Thesis proposal: Creating a synthetic gold PHI corpus for evaluation and development of de-identification tools.

Electronic patient records (EPRs) contain a large amount of information written in free text. This information is considered very valuable for research but also for the development of different tools, but is also very sensitive since the free text parts may contain information that might identify the patient. This type of information is commonly referred to as Protected Health Information, PHI. Therefore, methods for de-identifying EPRs, by marking and removing any PHI instances, are needed.
We have previously created both a standard for de-identifying patient records and an annotated subset of patient records in Swedish, the Stockholm EPR PHI gold standard, using the PHI classes Age, Date, Date_Part, First_Name, Last_Name, Health_Care_Unit, Location and Phone_Number. (Velupillai et 2009, Dalianis & Velupillai 2009).  A gold standard is used for measuring the performance of information extraction tools in our case de-identification tools.

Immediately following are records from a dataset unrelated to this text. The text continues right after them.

PR #6244, opened 2023-06-12
fix: also take perProtocolMappings into subtype options

lukicenturi:
Closes #(issue_number)

## Checklist

### DIFF
--- a/frontend/app/tests/unit/fixtures/history-event-counterparties.json
+++ b/frontend/app/tests/unit/fixtures/history-event-counterparties.json
@@ -1,0 +1,40 @@
+{
+  "result": [
+    {
+      "identifier": "gitcoin",
+      "label": "Gitcoin",
+      "image": "gitcoin.svg"
+    },
+    {
+      "identifier": "1inch-v1",
+      "label": "1inch",
+      "image": "1inch.svg"
+    },
+    {
+      "identifier": "convex",
+      "label": "Convex",
+      "image": "convex.jpeg"
+    },
+    {
+      "identifier": "curve",
+      "label": "Curve.fi",
+      "image": "curve.png"
+    },
+    {
+      "identifier": "yearn-v2",
+      "label": "Yearn",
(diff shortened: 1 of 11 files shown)


kelsos:
@lukicenturi can you provide a small explanation of how to test this change?

What can I select and what should I expect?

Event better is it possible to add some test for this?

lukicenturi:
> @lukicenturi can you provide a small explanation of how to test this change?
> 
> What can I select and what should I expect?
> 
> Event better is it possible to add some test for this?

For a brief explanation, if you go to history events form
Then you set the eventType to `deposit` you will see 4 `eventSubTypes` options.
If then you choose protocol `yearn-v2` you will see  additional `receive wrapped` in the `eventSubTypes` options.

It's because there are eventSubtypes that only exists on `perProtocolMappings` but not in `globalMappings`.
Will add the test

kelsos:
> > @lukicenturi can you provide a small explanation of how to test this change?
> > What can I select and what should I expect?
> > Event better is it possible to add some test for this?
> 
> For a brief explanation, if you go to history events form Then you set the eventType to `deposit` you will see 4 `eventSubTypes` options. If then you choose protocol `yearn-v2` you will see additional `receive wrapped` in the `eventSubTypes` options.
> 
> It's because there are eventSubtypes that only exists on `perProtocolMappings` but not in `globalMappings`. Will add the test

Great thank you I will give it a try then to see how things work, thanks for the details.

frontend/app/tests/unit/fixtures/history-event-counterparties.json
```diff
@@ -0,0 +1,220 @@
+{
+  "result": [
```
kelsos, line 2: Do you think we can reduce the content of the fixtures to the bare minimum that is required to test the functionality? This looks a bit like the full response from the API, we certainly don't need everything.

kelsos (approved):
looks good @lukicenturi thank you

Issue #6243, opened 2023-06-12
frontend: add a transaction (evm) reset button


kelsos:
## Abstract

Add a button in the overflow menu to reset a transaction. The button will delete any customized events the user might have and re-decode the specific transaction.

The task in this master thesis proposal is first to analyze both manually and automatically the Stockholm EPR PHI gold standard to detect non-annotated PHIs and second to construct a syntethic gold standard containing pseudonymized PHIs. Pseudonymized PHIs mean fictive names, phone numbers, locations, and health care units etc. This will be carried out by removing the PHIs and populate the gold standards  with new PHI instances.  We wish as a final step to make the synthetized Stockholm EPR PHI gold standard available for a wider group of researchers.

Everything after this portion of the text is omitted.